Revue Hybrides (RALSH)
e-ISSN 2959-8079 / ISSN-L 2959-8060
Vol. 6, Num. 6, déc. 2025
Les patronymes en pays Tagbana (XVIIIe-XXe siècle)
Surnames in Tagbana country (18th-20th centuries)
Résumé : Cet article porte sur les patronymes, un des caractères identitaires du peuple tagbana, sous-groupe sénoufo qui occupe les départements de Katiola et de Niakaramandougou dans l’actuelle région du Hambol en Côte d’Ivoire. L’étude analyse les transformations subies par ces patronymes depuis le contact permanent des Tagbana avec les Mandé-Dioula et de l’administration coloniale française. Pour élaborer ce travail, nous avons fait recours aux données de la tradition orale. En fait, nous avons mené des enquêtes non seulement dans notre espace d’étude mais aussi dans d’autres localités où se trouvent des Tagbana. Ces enquêtes de terrain se faisaient concomitamment avec l’observation et les réalités sociologiques. Nous avons eu également recours à quelques sources écrites collectées avec des particuliers ou des structures étatiques. L’usage des ouvrages édités et des travaux scientifiques notamment les thèses, les Mémoires et les articles a été fort utile dans notre investigation. La critique historique de toute cette documentation axée sur le fond et la forme a permis de dégager à travers les recoupements, les éléments pas trop utiles et de ne retenir que ceux qui pouvaient orienter notre étude. Il ressort que les patronymes Tagbana Horo, Thio, Hala, N’kongon, Hili et Yiè ont changé respectivement en Coulibaly, Touré, Traoré, Camara, Koné et Ouattara. Ces changements avaient pour cause d’une part, l’attrait de la culture mandé-dioula sur certains Tagbana et ceux-ci, par snobisme, se convertissaient à Islam et adoptaient ces noms malinké et d’autre part, l’équivalence arbitraire faite par les interprètes soudanais et entérinée par l’administration française. Ces interprètes soudanais transformaient les patronymes tagbana selon leur bonne volonté. L’administration française officialisa la disparition totale des patronymes tagbana au profit de ceux mentionnés dans les registres d’état civil par les interprètes soudanais.
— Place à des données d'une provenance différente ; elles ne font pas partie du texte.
PR #1622, opened 2020-05-14
Update Mustache and add support for partials

friederbluemle:
### Commit 1: `Update mustache to 4.0.1`

Despite being a "major" version upgrade, [the changelog](https://github.com/janl/mustache.js/blob/master/CHANGELOG.md) mainly lists internal improvements. There aren't any breaking api changes, at least the ones we're using. They also mention

> Majority of using projects don't have to worry by this being a new major version.

Overall, I felt a slight (maybe subjective) performance improvements locally. There are no changes to any of the generated fixtures (as expected).

The second one is the more interesting:

### Commit 2: `Add support for mustache partials`

[Partials](https://github.com/janl/mustache.js/#partials) are now supported in the two exported methods of `mustacheUtils`.

This also lifts some unnecessary restrictions that were previously enforced in `ern-api-impl-gen`: It was processing the resource directory under the assumption that _all_ `*.mustache` files have to have a mapping to a file in the output directory. That is obviously not applicable for partials. I removed throwing an Error, and instead only render the mustache file into the output directory if there is a mapping. Changed the `warn` log to `info` if there is no mapping.

We will need this new capability for the hull improvements in #1600

### DIFF
--- a/ern-api-gen/package.json
+++ b/ern-api-gen/package.json
@@ -44,7 +44,7 @@
     "lodash": "^4.17.14",
     "minimatch": "^3.0.4",
     "mkdirp": "^0.5.1",
-    "mustache": "^2.3.1",
+    "mustache": "^4.0.1",
     "semver": "^5.5.0",
     "shelljs": "^0.8.2",
     "swagger-methods": "^1.0.4",
--- a/ern-api-gen/src/java/MustacheWriter.ts
+++ b/ern-api-gen/src/java/MustacheWriter.ts
@@ -2,6 +2,7 @@ import Mustache from 'mustache'
 import { isIterable } from './isIterable'
 
 export class MustacheWriter extends Mustache.Writer {
+  // @ts-ignore
   public renderSection(token, context, partials, originalTemplate) {
     let buffer = ''
     let value = context.lookup(token[1])
--- a/ern-api-impl-gen/package.json
+++ b/ern-api-impl-gen/package.json
@@ -44,7 +44,7 @@
     "ern-core": "1000.0.0",
     "fs-extra": "^8.1.0",
     "lodash": "^4.17.14",
-    "mustache": "^2.3.1",
+    "mustache": "^4.0.1",
     "semver": "5.5.0",
     "xcode": "^1.0.0",
     "xcode-ern": "^1.0.12"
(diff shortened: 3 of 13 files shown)


friederbluemle:
Yikes.. It looks like ern-api-gen is having a build issue:

```
src/java/MustacheWriter.ts(5,10): error TS2416: Property 'renderSection' in type 'MustacheWriter' is not assignable to the same property in base type 'MustacheWriter'.
  Type '(token: any, context: any, partials: any, originalTemplate: any) => string | undefined' is not assignable to type '(token: string[], context: MustacheContext, partials?: Record<string, string> | PartialLookupFn | undefined, originalTemplate?: string | undefined) => string'.
    Type 'string | undefined' is not assignable to type 'string'.
      Type 'undefined' is not assignable to type 'string'.
```

friederbluemle:
So weird.. there was a duplicated reimplementation of `MustacheWriter` in `ern-api-gen`. It was causing the TypeScript error. I removed in together with the one method that we were not even using. 🤦 😄

belemaire:
Yes unfortunately `ern-api-gen` module is not easy to work with / maintain. 
It is only using TypeScript on the surface but is really old school Javascripty under the hood, with things that are dynamically typed / used, so getting rid of something might look ok but in reality it's used somewhere even if not referred to directly, making it quite difficult to trace/follow the code by just looking at it. Will have a closer look at this PR later on today or tomorrow morning.

friederbluemle:
OK thanks for the added info.. I will add the file back. After some more investigation, it turns out that the file is a result of the transpiled Java code from the jmustache implementation that adds support for the special [`-first and -last`](https://github.com/samskivert/jmustache#-first-and--last) variables (something that is not available in vanilla Mustache). We're using these variables in many places, so we definitely need them.

friederbluemle:
OK the easiest solution that only involves a single line `// @ts-ignore` is very much preferred here I think..

There is a *lot* of external code in ern-api-gen that has been transpiled/rewritten multiple times, making it difficult to trace where is originated from. The customized `renderSection` method in `MustacheWriter` is a partial copy from https://github.com/janl/mustache.js ([mustache.js#L581](https://github.com/janl/mustache.js/blob/master/mustache.js#L581))

friederbluemle:
Yes, already did that, and also mentioned it in the PR description ;)

> There are no changes to any of the generated fixtures (as expected).

PR #1623, opened 2020-05-14
Fix an issue with local miniapps on RN<60

belemaire:
Some users reported failures with ERN 0.41 when trying to generate containers with one or more local miniapp(s) running a version of React Native < 0.60, leading to bundling errors such as `'Unable to resolve module [...]`.

This is due to the new mechanism introduced in ERN 0.41 to speedup composite generation when dealing with local MiniApp(s), only installing the dependencies that are required to be found at the root of the composite, react wasn't one of them (at least for RN >= 0.60), so ern is not installing it but instead pointing to its location in a local miniapp directory instead (to reduce generation time). 
For some reason, (probably haste related), with versions of React Native < 0.60.0, react dependency need to be present in the root bundling directory and cannot be located in a different location.

The fix here is simply to add react dependency to the composite in case we're dealing with one or more local miniapp(s) using a version of RN < 0.60.0.

### DIFF
--- a/ern-composite-gen/src/generateComposite.ts
+++ b/ern-composite-gen/src/generateComposite.ts
@@ -174,11 +174,21 @@ async function generateFullComposite(
       // To know the version to install, we will just have a peak to one of
       // the miniapps, given that react native version is aligned across all.
       const pJson = await readPackageJson(localMiniAppsPaths[0])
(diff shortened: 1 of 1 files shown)


friederbluemle:
Is there any to not _always_ add the required `react` peer dependency?

friederbluemle:
I've seen some warning in the past about missing peer dependency

Issue #1489, opened 2020-02-17
Hangs on "Waiting for device to start" on `ern run-android`


AndrewSouthpaw:
Repro

1. Without an Android simulator open, run `ern run-android` on MiniApp
1. Eventually it'll hang, prompting "Waiting for device to start"

For beginners, this line is not obvious: it wants the user to take action, going to Android Studio and turning on the Android simulator through the AVD. If it's not possible to programmatically launch an Android simulator, it would be nice to at least update the text.

I searched for the string across GitHub and didn't find where the logic is living, but if you want to point me to where the CLI prompts this I'd be happy to offer some copy in a PR.

friederbluemle:
I _think_ this issue is about the case where _no_ avds (Android Virtual Devices, i.e. emulators) are _configured_ on the host machine.

I'm not able to repro this as stated in the issue description, at least with the latest version of ERN, and I don't think much has changed for several versions.

- **with** emulators configured (i.e. non-empty `~/.android/avd`)

  ```
  $ ern run-android
  ...

  ? Choose Android device image
  ❯ Nexus_5X_API_29_x86
    Pixel_2_API_21
    Pixel_3_API_29
    Polestar_2_API_28
  ```

- **without** emulators configured (i.e. empty `~/.android/avd`)

  ```
  $ ern run-android
  ...

  ? Choose Android device image (Use arrow keys)
  ❯
  ```

In both cases it is waiting for input. A problem occurs in the second case (empty list), _after_ selecting the empty entry. And yes, that's definitely something ERN should handle better. Instead of displaying an empty list and then waiting indefinitely, how about a simple error message that makes it clear that it's not possible to run an Android app:

```
Unable to launch app: No devices connected and no emulators configured.
```

An emulator is set up _by default_ during the installation of Android Studio/the Android SDK (which is already a requirement of ERN).

friederbluemle:
I just checked how React Native handles the situation, and it's similar to what I suggested above:

```
$ yarn android
...
info Launching emulator...
error Failed to launch emulator. Reason: No emulators found as an output of `emulator -list-avds`.
warn Please launch an emulator manually or connect a device. Otherwise app may fail to launch.

[building app]

error Failed to install the app. Make sure you have an Android emulator running or a device connected. Run CLI with --verbose flag for more details.
```

krunalsshah:
resolved https://github.com/electrode-io/electrode-native/pull/1628

PR #1628, opened 2020-05-20
throw error if emulator fails to start

krunalsshah:
Fixes#https://github.com/electrode-io/electrode-native/issues/1489

### DIFF
--- a/ern-core/src/android.ts
+++ b/ern-core/src/android.ts
@@ -24,6 +24,9 @@ export const DEFAULT_SUPPORT_LIBRARY_VERSION = '28.0.0'
 export const DEFAULT_TARGET_SDK_VERSION = '28'
 export const DEFAULT_SOURCE_COMPATIBILITY = 'VERSION_1_8'
 export const DEFAULT_TARGET_COMPATIBILITY = 'VERSION_1_8'
+const ANDROID_DEVICE_INFO = `
+https://developer.android.com/studio/run/emulator-commandline
+https://developer.android.com/studio/run/emulator`
 
 export interface AndroidResolvedVersions {
   androidGradlePlugin: string
@@ -71,12 +74,24 @@ export function resolveAndroidVersions({
 // Misc utilities
 // ==============================================================================
 
-//
 // Returns a promise that will get resolved after a given delay (in ms)
 async function delay(ms: number) {
   return new Promise((resolve, reject) => {
     setTimeout(() => {
       resolve()
+    }, ms)
+  })
+}
+
+// Returns a promise that will get rejected after a given timeout (in ms)
+async function failAfterTimeOut(ms: number) {
+  return new Promise((resolve, reject) => {
+    setTimeout(() => {
+      reject(
+        new Error(
+          `Failed to collect the device/emulator state.${ANDROID_DEVICE_INFO}`
+        )
+      )
     }, ms)
   })
 }
@@ -188,10 +203,9 @@ export async function runAndroid({
 export async function askUserToSelectAvdEmulator(): Promise<string> {
   const avdImageNames = await getAndroidAvds()
   if (Array.isArray(avdImageNames) && avdImageNames.length === 0) {
-    throw new Error(`No Emulator or device found.
-    Install the Android Emulator or connect the device to proceed.
-    https://developer.android.com/studio/run/emulator-commandline
-    https://developer.android.com/studio/run/emulator`)
+    throw new Error(
+      `No Emulator or device found. Launch an emulator manually or connect a device.${ANDROID_DEVICE_INFO}`
+    )
   }
   const deviceConfig = ernConfig.get(deviceConfigUtil.ANDROID_DEVICE_CONFIG)
   // Check if user has set the usePreviousEmulator flag to true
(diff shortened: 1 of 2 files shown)


ern-core/src/android.ts
```diff
@@ -81,6 +83,20 @@ async function delay(ms: number) {
...
 }
 
+// Returns a promise that will get rejected after a given timeout (in ms)
+async function failAfterTimeOut(ms: number) {
+  return new Promise((resolve, reject) => {
+    setTimeout(() => {
+      reject(
+        new Error(
+          `Failed to collect the device/emulator state
+        ${ANDROID_DEVICE_INFO}`
```
friederbluemle, line 93: Because the new `ANDROID_DEVICE_INFO` constant is a template string that _begins_ with `LF`, this error will now have 8 trailing spaces on the second line (and nothing else). Similar issue on line 209 below.
Can you either remove the remove the linefeed from the template string, or (maybe better) remove the indentation if this variable here?

ern-core/src/android.ts
```diff
@@ -248,8 +263,9 @@ export async function runAndroidUsingAvdImage({
 }) {
   // https://issuetracker.google.com/issues/37137213
   spawnp(androidEmulatorPath(), ['-avd', avdImageName], { detached: true })
-
-  await kax.task('Waiting for device to start').run(waitForAndroidDevice())
+  await kax
+    .task('Waiting for device to start')
+    .run(Promise.race([waitForAndroidDevice(), failAfterTimeOut(60000)]))
```
friederbluemle, line 268: Not 100% sure how it works, but what if for instance on a very slow computer, the emulator takes >60s to start up?

ern-core/src/android.ts
krunalsshah: @friederbluemle here's the error 
```
✖ An error occurred: Failed to collect the device/emulator state
✖
✖ https://developer.android.com/studio/run/emulator-commandline
✖ https://developer.android.com/studio/run/emulator
```

ern-core/src/android.ts
krunalsshah: The goal is to not wait forever, Couldn't find the default value set for the timeout in the Android source. except one can override value https://google.github.io/android-gradle-dsl/current/com.android.build.gradle.internal.dsl.AdbOptions.html

Is there any other value you'd recommend?

krunalsshah:
@friederbluemle 
Output
```
✖ An error occurred: No Emulator or device found.Launch an emulator manually or connect a device.
✖ https://developer.android.com/studio/run/emulator-commandline
✖ https://developer.android.com/studio/run/emulator
```
```
✖ An error occurred: Failed to collect the device/emulator state.
✖ https://developer.android.com/studio/run/emulator-commandline
✖ https://developer.android.com/studio/run/emulator
```

ern-core/src/android.ts
friederbluemle: I don't really have a value I would recommend.. So I guess I'm OK with 60s ;)
Can you also please check the comments I left on #1489, since they're somewhat related. If you agree, see if you can repurpose the PR. Or otherwise, we can merge it and we'll address it as a follow-up.

On a more general level, the question is, do we really need code in ERN that waits for an emulator to start? In my opinion, we should ideally **remove this kind of complexity** that is not a concern of ERN. React Native also does not care about it, and I have not seen anyone complain about it. Is there a strong reason we need to?

krunalsshah: I read comments #1489 I believe the PR is in line with the problem reported.
At the moment we surely have the logic to wait for the AVD indefinite time if `init.svc.bootanim` doesn't reach the `stopped` state.

Secondly, if there is no emulator configured we should fail with the proper message, the logic was missing and the PR fixes it. 

I tried, 
- No configured AVD (fails with the proper message)
- The emulator doesn't reach the state `stopped` (fails with the proper error message)
- The happy path where the mini-app runner

friederbluemle: It does now, yes. `a0d0cd5` didn't have the change in `getAndroidAvds` yet. ;) :+1:

ern-core/src/android.ts
```diff
@@ -290,7 +308,7 @@ export async function installAndLaunchApp({
 
 // Utility method that basically completes whenever the android device is ready
 // It check device readiness every 2 sec (poll way)
-export async function waitForAndroidDevice() {
+export async function waitForAndroidDevice(): Promise<void> {
```
friederbluemle, line 311: I'm a JS/TS noobie, but doesn't a function declared as `async` automatically wrap the return inside of a Promise? Is there a reason you explicitly added the return type here?

belemaire: Yeah, we don't have strong coding style guidelines for this one, and nothing enforced by our linter regarding function return types declaration. Given that, if not enforced through clear coding style guide (and potentially linter), this is subject to individual appreciation. You will probably find some of these in the code base, whereas in other locations we don't explicitly state the return type.

One could say that we must explicitly declare all return types so that it makes it clear to developers as to what the function is returning if they are browsing the code from an IDE that don't have TS integration or just from a text editor. One could say that we need to explicitly declare all return types as long as they are not `void` / `Promise<void>`. One could say that we don't explicitly declare return types no matter what to reduce verbosity at the cost of clarity.

So yes, I'll leave this one to the appreciation of @krunalsshah for now until we eventually decide of stronger coding standards that we ideally enforce automatically through linter and apply it throughout the code base.

friederbluemle: Agreed. My main point and question is: Why add it to this particular function? Nothing else in the function signature or body changed. I'm aware the linter does not currently check this, but we should try to be consistent at least on a file level. If this is added here (I don't have a strong preference for or against it at this point), then maybe it should also be added to all other functions in the file? Otherwise there's no reason to modify this line.

krunalsshah: reverted the TS changes.

friederbluemle: Thanks @krunalsshah :+1:

PR #1629, opened 2020-05-21
Update Android container hull

friederbluemle:
The changes in this PR are limited to `ern-container-gen-android`.

While there are many line changes, _most_ of them are formatting related. However, there are also a couple of important fixes and minor functional improvements.

`AndroidGenerator` now supports **mustache partials** as well (commit 1). This is used when updating the hull in the following commit. At the same time, removed some chatty logs (avoiding many dozen `Skipping mustaching of...` printed every time a container is generated). We will now also **no longer** see the following slightly misleading and inapplicable warning printed to console:

```
⚠ Skipping react-native as it does not have an Android configuration
```

We're directly setting the **Android Gradle plugin** version to `3.5.2` for now. We can consider going back to a dynamic injection once the rest of the system has been updated.

The biggest, and probably most important fix in this PR is related to the **Gradle Wrapper** we were using in the container:
According to the wrapper jar's sha256 sum, it was file from **Gradle 1.8**!! (2013) 😱 The updated jar now matches the Gradle Wrapper shipped with `5.3` through (currently) `5.6.4`. Our currently used Gradle Wrapper version `5.4.1` falls within that range. We're using `5.4.1` because that's the version the Android Gradle plugin `3.5.2` uses by default. We use `3.5.2` because that's the version React Native `0.62.2` uses.
Since the jar was pretty old, it's likely the wrapper scripts were from a similar generation as well. Amongst other things, this means the `gradlew` script might have not been properly forwarding environment variable to the Gradle process. The scripts now also match Gradle 5.3+

I will squash commit 2 and 4 before the merge.

#1511


friederbluemle:
> Is that because bumping to `3.5.2` for other hulls (api-impl-gen, runner) doesn't work with these hulls in their current state ?
> You are mentioning considering going back to dynamic injection once the rest of the system has been updated. But once this PR is merged, the [documentation here](https://github.com/electrode-io/electrode-native/blob/c6be4730926296bbcab7b0dce58f618c5c57e03b/docs/platform-parts/container/container-integration.md#configure-android-build-configuration-versions) regarding dynamic support for android gradle plugin version won't be valid anymore.
> 
> Maybe you could just remove this from the documentation part of this PR. We can always reintroduce it in the documentation once we go back to dynamic (if we do). The problem with keeping it in the doc would be if we forget about this and release a new ern version with this PR, the documentation will be invalid. Even without releasing a new version, just merging this PR will render the documentation invalid on master (the documentation should be up to date with the state of master if someone is using ern from master).

Yes, that's precisely the reason. I initially considered updating `DEFAULT_ANDROID_GRADLE_PLUGIN_VERSION`, but it will affect other parts of the system in ways that are totally out of scope of this PR.
The only other solution would be to update _everything_ in one huge commit/PR. I think the risk would be too high and it would not help with the code review at all. Also in case there are any issues, it would make it more difficult to figure out what the exact problem is. That's why I suggest we take these fixes at smaller, more manageable chunks.

As explained, once we have _everything_ in a consistent state, _only then_ we may consider going back to providing more cross-project dynamic configuration options. The primary objective now has to be to gradually fix many of the inconsistencies that have accumulated over the years that are causing more and more problems.
Overall, we need to seriously rethink the effort/reward tradeoffs of some of the system features such as these "dynamic" configuration options. Yes, there are areas where it makes sense. But there are others where it doesn't really make sense, and it simply not possible to "update" a version like that. In some areas it's even dangerous and will lead to problems this very PR is going to fix.

Now regarding the documentation, you are correct: It would temporarily cause the part about "support for dynamic Gradle plugin" to be out-of-sync with master. I'm not saying this is good, and I will guarantee you that I will _not_ "forget" about it when migrating/updating the docs. However, if you think this will be a problem for someone trying to make use of this feature (I am not aware of a single real world example that is using it), then I'm happy to remove that part of the documentation. :) I don't have a strong preference, and I know, the removed docs will still be part of Git history, but the reason I'm slightly leaning towards keeping the docs as is for now is that when doing a big doc update/rewrite, it's most helpful to have the big picture (what was there before/what do we have now) right there in front of you. Let me know how you want me to proceed!

belemaire:
It's OK, let's just keep it in the documentation on master.
Just need to make sure to keep this in mind before releasing 0.42.0 (i.e making sure that we're back to dynamic and don't need to do any change in the doc, or we're not and remove this part of the doc prior to release).
I just faced a similar case with Bugsnag, have to make sure of something prior to releasing v0.42.
I'm sure we will run into more of these things where we don't have time to tackle things immediately or need to have a second eye prior before release.
Maybe you could just use a specific label, for things not to forget about prior to release, that we put on issues / pr that need to be double checked prior to release and we clear labels once addressed ?

friederbluemle:
Nevermind, I've updated the docs.. I don't want this to be a blocker for these important fixes..

PR #1634, opened 2020-05-22
Process all resource files with mustache

friederbluemle:
No longer special case "common classes" from mustache templates. Process all files in the resource directory with mustache. This results in less code and complexity, and allows for even more simplifications in the upcoming #1600

Note that there are zero changes in the test fixtures (as expected, this change does not affect the generated files).


krunalsshah:
@friederbluemle we need to regen the system test fixtures, before merging the change?

PR #1642, opened 2020-05-27
Fix composite issue impacting react hooks

belemaire:
Keep react in composite project root no matter what.
Electrode Native was only installing react in project root for versions of react native <= 0.60.0 as it is needed to have react in the root for these older versions of react native.
But we recently noticed an issue that is causing MiniApps using [react hooks](https://reactjs.org/docs/hooks-intro.html) to fail. After investigating the issue, it appears that react has to be kept in the project root for these guys to properly work.
This PR is also making sure to add the react dependencies kept inside the local MiniApps node modules, to the blacklist of metro config, to avoid running into haste duplication issues.

### DIFF
--- a/ern-composite-gen/src/generateComposite.ts
+++ b/ern-composite-gen/src/generateComposite.ts
@@ -179,25 +179,23 @@ async function generateFullComposite(
       extraJsDependencies.push(
         PackagePath.fromString(`react-native@${miniAppRnVersion}`)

L’élaboration du code civil ivoirien en octobre 1964 apporta une lueur d’espoir pour les Tagbana de retourner à leur source, mais cet espoir fut de courte durée et les noms malinké reprirent le dessus au grand désarroi du peuple. Il est actuellement plus que nécessaire de se pencher sur cette perte identitaire que vit le peuple tagbana.
Mots-clé: Peuple tagbana, Patronymes, Mandé-Dioula, Interprètes soudanais, Perte identitaire.
Abstract : This article focuses on surnames, one of the identifying characteristics of the Tagbana people, a Senufo subgroup that occupies the departments of Katiola and Niakaramandougou in the current Hambol region of Côte d’Ivoire. The study analyzes the transformations undergone by these surnames since the Tagbana came into permanent contact with the Mandé-Dioula and the French colonial administration. To develop this work, we drew on data from oral tradition. In fact, we conducted surveys not only in our study area but also in other localities where the Tagbana are found. These field surveys were conducted concurrently with observation and sociological realities. We also used some written sources collected from individuals or state structures. The use of published works and scientific papers, particularly theses, dissertations, and articles, was very useful in our investigation. Historical criticism of all this documentation, focusing on both content and form, enabled us to cross-check and identify elements that were not particularly useful, retaining only those that could guide our study. It appears that the surnames Tagbana Horo, Thio, Hala, N’kongon, Hili, and Yiè changed to Coulibaly, Touré, Traoré, Camara, Koné, and Ouattara, respectively. These changes were due, on the one hand, to the appeal of Mandé-Dioula culture on certain Tagbana, who, out of snobbery, converted to Islam and adopted these Malinké names and, on the other hand, to the arbitrary equivalence made by Sudanese interpreters and ratified by the French administration. These Sudanese interpreters changed Tagbana surnames at will. The French administration officially abolished Tagbana surnames in favor of those mentioned in the civil registers by the Sudanese interpreters. The drafting of the Ivorian Civil Code in October 1964 brought a glimmer of hope for the Tagbana to return to their roots, but this hope was short-lived and Malinké names regained the upper hand, much to the dismay of the people. It is now more necessary than ever to address this loss of identity experienced by the Tagbana people.
Keywords : Tagbana people, Patronyms, Mandé-Dioula, Sudanese interpreters, Loss of identity.